• _REQUIREMENT_: Tally the lines of the records below that include the word "InitUnlockedBalance", and write down only that tally.

• _PROVIDED INFORMATION_:
PR #2315, opened 2023-08-18
fix: InitUnlockedBalance unlocked from the vesting balance

### LINKED ISSUE #2295: InitUnlockedBalance will be unlocked from the vesting balance instead of being extra balance
### Summary

Currently, the behavior of the InitUnlockedBalance feature involves adding an extra unlocked balance to the locked accounts. However, there's a need to reconsider this approach and change it based on the [made decision](https://celestia-team.slack.com/archives/C04KS5R9VQU/p1692262592113819?thread_ts=1692205029.302239&cid=C04KS5R9VQU). 

### Problem Definition

To have a vesting account installed in the genesis file, the total allocation of that account is set to `OriginalVestingBalance` and the same amount is also set in the banking module.
I order to have a `total_allocation` locked and e.g. `1TIA` unlocked, the procedure is as follows:
`account.OriginalVestingBalance = total_allocation`
`account.BalanceInBankModule = total_allocation + 1TIA`
which means that account receives `1TIA` more, now the leadership decided instead of donating `1TIA` to each vesting account, we unlock `1TIA` from their locked allocation. Therefore, we need to subtract it from their total allocation. 
So:
`account.OriginalVestingBalance = total_allocation - 1TIA`
`account.BalanceInBankModule = total_allocation`

Same goal achieved without donating extra balance.

### Proposal

It is simple to do that.
Currently the functions that receive vesting account's details and generate a genesis version with its balances, have the following line of code to add extra unlocked amount:

```golang
balance = banktypes.Balance{
		Address: address,
		Coins:   initUnlockedCoins.Add(vestingBalance...),
	}
```

we need to change that code to the following:
```golang
balance = banktypes.Balance{
		Address: address,
		Coins:   vestingBalance,
	}
vestingBalance = vestingBalance.Sub(initUnlockedCoins...)
```

there are 3 functions that need to be modified:

1. NewGenesisDelayedVestingAccount
2. NewGenesisPeriodicVestingAccount
3. NewGenesisContinuousVestingAccount

### For Admin Use

- [ ] Not duplicate issue

mojtaba-esk:
closes #2295 
more context in the issue.
A short summary: To install a vesting account in the genesis file, allocate the desired amount to `OriginalVestingBalance` and the banking module. For instance, to lock a `total_allocation` and unlock `1TIA`, follow these steps:

    Set `account.OriginalVestingBalance = total_allocation`.
    Set `account.BalanceInBankModule = total_allocation + 1TIA`.

However, to avoid donating extra funds, a new approach is adopted: unlock `1TIA` from the vested amount. This is achieved by subtracting `1TIA` from the `OriginalVestingBalance`:

    Update `account.OriginalVestingBalance = total_allocation - 1TIA`.
    Keep `account.BalanceInBankModule = total_allocation`.

This achieves the same goal without additional donations.

## Checklist

### DIFF
--- a/pkg/genesis/vesting_accounts.go
+++ b/pkg/genesis/vesting_accounts.go
@@ -32,6 +32,8 @@ func NewGenesisRegularAccount(
 // NewGenesisDelayedVestingAccount creates a new DelayedVestingAccount with the
 // specified parameters. It returns the created account converted to genesis
 // account type and the account balance.
+// The final vesting balance is calculated by subtracting the initial unlocked coins
+// from the vesting balance.
 func NewGenesisDelayedVestingAccount(
 	address string,
 	vestingBalance,
@@ -55,6 +57,8 @@ func NewGenesisDelayedVestingAccount(
 	return authtypes.GenesisAccount(vAccount), balance, nil
 }
 
+// The final vesting balance is calculated by subtracting the initial unlocked coins
+// from the vesting balance.
 func NewGenesisPeriodicVestingAccount(
 	address string,
 	vestingBalance,
@@ -79,6 +83,8 @@ func NewGenesisPeriodicVestingAccount(
 	return authtypes.GenesisAccount(vAccount), balance, nil
 }
 
+// The final vesting balance is calculated by subtracting the initial unlocked coins
+// from the vesting balance.
 func NewGenesisContinuousVestingAccount(
 	address string,
 	vestingBalance,
--- a/pkg/genesis/vesting_accounts.go
+++ b/pkg/genesis/vesting_accounts.go
@@ -45,8 +45,9 @@ func NewGenesisDelayedVestingAccount(
 
 	balance = banktypes.Balance{
 		Address: address,
-		Coins:   initUnlockedCoins.Add(vestingBalance...),
+		Coins:   vestingBalance,
 	}
+	vestingBalance = vestingBalance.Sub(initUnlockedCoins...)
 
 	bAccount := authtypes.NewBaseAccountWithAddress(sdkAddr)
 	vAccount := vestingtypes.NewDelayedVestingAccount(bAccount, vestingBalance, endTime.Unix())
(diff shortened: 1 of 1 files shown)


pkg/genesis/vesting_accounts.go
```diff
@@ -45,8 +45,9 @@ func NewGenesisDelayedVestingAccount(
 
 	balance = banktypes.Balance{
 		Address: address,
-		Coins:   initUnlockedCoins.Add(vestingBalance...),
+		Coins:   vestingBalance,
 	}
+	vestingBalance = vestingBalance.Sub(initUnlockedCoins...)
```
staheri14, line 50: [Suggestion, optional] `Sub` may cause panic if it results in a negative value; it could be worth mentioning the possibility of panic in the `NewGenesisDelayedVestingAccount` description. Ditto other modified functions in this PR.

pkg/genesis/vesting_accounts.go
```diff
@@ -68,8 +69,9 @@ func NewGenesisPeriodicVestingAccount(
...
```
staheri14, line 74: [Suggestion] Since this change modifies how the function worked before, it's a good idea to note in the function description that the vesting account balance is now calculated by subtracting `initUnlockedCoins` from `vestingBalance`.

staheri14 (commented):
Looks good to me! I've included a few suggestions. Defer it to other reviewers for final approval.

cmwaters (approved):

evan-forbes (approved):
doesn't have to be done in this PR, but given its importance can we make sure that the total expected balance is tested for @mojtaba-esk? I believe we've discussed this before as invariants or having tx fail/pass depending on time and balance, but also for the perhaps we also need them for vesting module tests. Feel free to grab a slot on my calendar if we need to sync on this :slightly_smiling_face:

cmwaters (approved):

• _ANSWER SECTION_: 3